## Brief
Starting at the line that contains "- Both dispatch" and ending at the line that contains "- platform routing", the lines below are to be given again exactly, with nothing added.

═══ Exercise data ═══

PR #3040, opened 2026-07-02
feat(computer): add macOS accessibility tree + click via osascript (#216)

TimeToBuildBob:
## What

Add `_macos_accessibility_tree()` and `_macos_click_accessible_element()` using AppleScript via `osascript`, making `accessibility_tree` and `click_accessible_element` cross-platform.

## Why

Previously, both actions dispatched unconditionally to `_linux_accessibility_tree` / `_linux_click_accessible_element` — crashing on macOS since AT-SPI2 is Linux-only. The `computer("accessibility_tree")` action would raise a `RuntimeError("AT-SPI2")` error, and `click_accessible_element` would fail similarly.

This was one of the remaining gaps blocking issue #216 — the computer-use stack has mouse, keyboard, screenshots, window focus, and AT-SPI2 on Linux, but macOS native app accessibility was a hard error.

## How

`osascript` (AppleScript via System Events) is built into every macOS system — zero additional dependencies. The pattern is already used by `_macos_window_focus()` in this file.

- `_macos_accessibility_tree()`: walks visible processes → windows → UI elements 2 levels deep (capped to avoid hanging on complex apps). Returns role names in AX-prefix format (`AXButton`, `AXTextField`, `AXCheckBox`, etc.)
- `_macos_click_accessible_element()`: searches frontmost app's window hierarchy for an element by role + name (case-insensitive substring), returns center `(x, y)` coordinates, then dispatches via `_macos_mouse_move` + `_macos_click`
- Both dispatch points in `_dispatch_transport` and `computer()` now check `IS_MACOS` and route to the correct backend
- Updated module docstring and tips section to document cross-platform role name differences

## Tests

10 new unit tests (all mocked, no display required):
- success / empty-output / timeout / CalledProcessError / not-found for both functions
- platform routing test: `IS_MACOS=True` mock verifies `computer("accessibility_tree")` calls `_macos_accessibility_tree` (not Linux path)
- routing test: `click_accessible_element` with `IS_MACOS=True` calls `_macos_click_accessible_element`

All 108 tests pass.

Closes #216 (partial — macOS accessibility backend now complete; the remaining open items are Docker/VNC streaming and the "Can it Tweet?" end-to-end validation)

### DIFF
--- a/gptme/tools/computer.py
+++ b/gptme/tools/computer.py
@@ -59,9 +59,13 @@ Screen:
 Window management:
     - window_focus: Wait for a window matching a name pattern to appear and focus it
 
-Accessibility (Linux/AT-SPI2 only):
-    - accessibility_tree: Dump the AT-SPI2 accessibility tree for all apps
-    - click_accessible_element: Find and click an element by role and name (text='role:name')
+Accessibility (cross-platform):
+    - accessibility_tree: Dump the native accessibility tree for all visible apps.
+      On Linux uses AT-SPI2 (role names like "push button", "entry").
+      On macOS uses System Events via AppleScript (role names like "AXButton", "AXTextField").
+    - click_accessible_element: Find and click an element by role and name (text='role:name').
+      Linux example: text='push button:Submit'
+      macOS example: text='AXButton:Submit'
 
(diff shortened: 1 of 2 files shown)


TimeToBuildBob:
@greptileai review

═══

## Output of the exercise
- Both dispatch points in `_dispatch_transport` and `computer()` now check `IS_MACOS` and route to the correct backend
- Updated module docstring and tips section to document cross-platform role name differences

## Tests

10 new unit tests (all mocked, no display required):
- success / empty-output / timeout / CalledProcessError / not-found for both functions
- platform routing test: `IS_MACOS=True` mock verifies `computer("accessibility_tree")` calls `_macos_accessibility_tree` (not Linux path)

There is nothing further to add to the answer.